Eddy nous lance un « Bonjour tout le monde » en chinois, langue dans laquelle on le surnomme Dragon éternel. Cocasse pour un grand Noir jovial à bonnet de coton rouge, né à Kinshasa et employé comme interprète sur le nouveau chantier de la CREC (Chinese Railway Engineering Company), visant la reconstruction de la liaison routière avec la capitale Lubumbashi. L’implantation en question se situe à une vingtaine de kilomètres de Kolwezi, de fameuse mémoire minière. Ses cadres et ses camions sont chinois, mais ses ouvriers se recrutent parmi les « singes » locaux, ainsi que les Chinois les appellent aimablement, qui leur rendent la politesse en les taxant non moins affablement de « cochons ». Lorsque Eddy explique les desiderata de l'ingénieur chinois qu’il accompagne à un cadre africain, il lui dit comme ça : « Je te parle en swahili pour que le nabot ne comprenne pas… ».
Mais les relations entre Dragon éternel et le contremaître chinois n’en sont pas moins cordiales en dépit des vannes que celui-ci balance à celui-là, genre « t’es vraiment paresseux, tes colles ! », eu égard à la souriante nonchalance d’Eddy le Congolais.
Or il faut reconnaître que bosser avec des « singes » pas trop pressés de se fouler, quand on est un « cochon » imbu des avancées de son peuple, requiert une certaine patience. Parce que notre contremaître, qui a des comptes à rendre aux pontes de la CREC, est attaché au respect de l’horaire et du matériel. Mais pour lui, le simple fait de commander du gravier, de le faire concasser au format, puis de le faire transporter sur le chantier de la future cimenterie relève des travaux d’un véritable Sisyphe ! De fait, les cadres locaux ne sont jamais à l’heure, le matériel (les camions surtout) n’est pas toujours bien traité, sans compter les larcins – punis illico par des retenues de salaires.

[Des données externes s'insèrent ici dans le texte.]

PR #1102, opened 2019-09-13
Retry to create tunnel on bad file descriptor

jvff:
The Android `VpnService` sometimes provides a tun device with a bad file descriptor. This was previously handled correctly in `wireguard-go`, where a special error code was returned and the tunnel state machine's `ConnectingState` would automatically retry to connect.

When the Android blocking state was implemented, the tun file descriptor is duplicated in order to keep the tunnel open. However, calling `dup` on a bad file descriptor leads to an error and the connection fails, entering the blocked state.

Unfortunately, since the tunnel creation code is handled by a trait object (`&mut dyn TunProvider`), only a `BoxedError` instance can be returned to the `ConnectingState`. Therefore, returning a special error code to indicate that the connection should be reattempted would require changing the error type returned by `TunProvider::create_tun`.

A different solution was used for this PR. The `VpnServiceTunProvider` was updated to try to create the tun device for a specified number of attempts before failing. This means that opening a tun device for either a new tunnel connection or for entering the blocking state should tolerate occasional bad tun device file descriptors provided, and simply return an actual working file descriptor to a tun device or fail after the specified number of attempts.

The number of attempts is initially set to `4`, which should be safe enough for the error to appear only under extremely rare scenarios.

Git checklist:

---
This change is [Reviewable](https://reviewable.io/reviews/mullvad/mullvadvpn-app/1102)

### DIFF
--- a/mullvad-jni/src/vpn_service_tun_provider.rs
+++ b/mullvad-jni/src/vpn_service_tun_provider.rs
@@ -95,7 +95,7 @@ impl VpnServiceTunProvider {
     }
 
     fn get_tun_fd(&mut self, config: TunConfig) -> Result<RawFd, Error> {
-        for _ in 0..MAX_PREPARE_TUN_ATTEMPTS {
+        for retry in 1..=MAX_PREPARE_TUN_ATTEMPTS {
             let tun = self.prepare_tun(config.clone())?;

On ne sait pas trop ce que se disent les Chinois entre eux, mais les constats, à la fois réalistes et fatalistes, de l'ingénieur chinois, se nuancent de compréhension au fil des séquences. D’abord parce qu’il partage la rude vie des ouvriers. Ensuite parce qu’il ne saurait leur reprocher le climat plombant ni le « gâchis », selon son expression, qui a suivi le départ des Belges.
Focalisé sur cet exemple de « cohabitation » problématique, le film Empire of Dust, dont le titre polysémique est illustré par de récurrente images, quasi fantomatiques, de pistes ennuagées de poussière, s’en tient à un constat, frisant parfois le surréalisme, sans documenter les tenants historiques ou économico-politiques de la situation
Une fois de plus, et c’est un fait qui tend à se généraliser dans les nouveaux docus du "cinéma du réel", on montre plus qu’on ne dénonce. Au spectateur de tirer ses conclusions et de compléter son info dans les articles et les livres (déjà nombreux) qui éclairent l’espèce de néo-colonialisme chinois en Afrique.
Le sieur JLK et son ami Max Lobe devraient se pointer, dans une vingtaine de jours, en ces lieux « en chantier » du Katanga. D’autres « notes » pourraient en découler sur ce blog…
Bram Van Paesschen. Empire of dust. Congo/Belgique, 2011.